** Input data follows **

PR #179, opened 2026-08-28
Restructure pair-method descriptors

arturpragacz:
Restructure pair-method descriptors.

- Key pair-method descriptors by `method`. A dictionary fits much better here than a list.
- Expose them in management. The issue we have currently is that if a server wants to show more information about a given pairing method it cannot do that until that method is enabled, as those are the only ones that `client/hello` message lists.


maximmaxim345 (approved):
Looks good, thanks @arturpragacz !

** End of Input data **

## What is expected
A faithful copy of all the records is required.

## Task result
PR #179, opened 2026-08-28
Restructure pair-method descriptors

arturpragacz:
Restructure pair-method descriptors.

- Key pair-method descriptors by `method`. A dictionary fits much better here than a list.
- Expose them in management. The issue we have currently is that if a server wants to show more information about a given pairing method it cannot do that until that method is enabled, as those are the only ones that `client/hello` message lists.


maximmaxim345 (approved):
Looks good, thanks @arturpragacz !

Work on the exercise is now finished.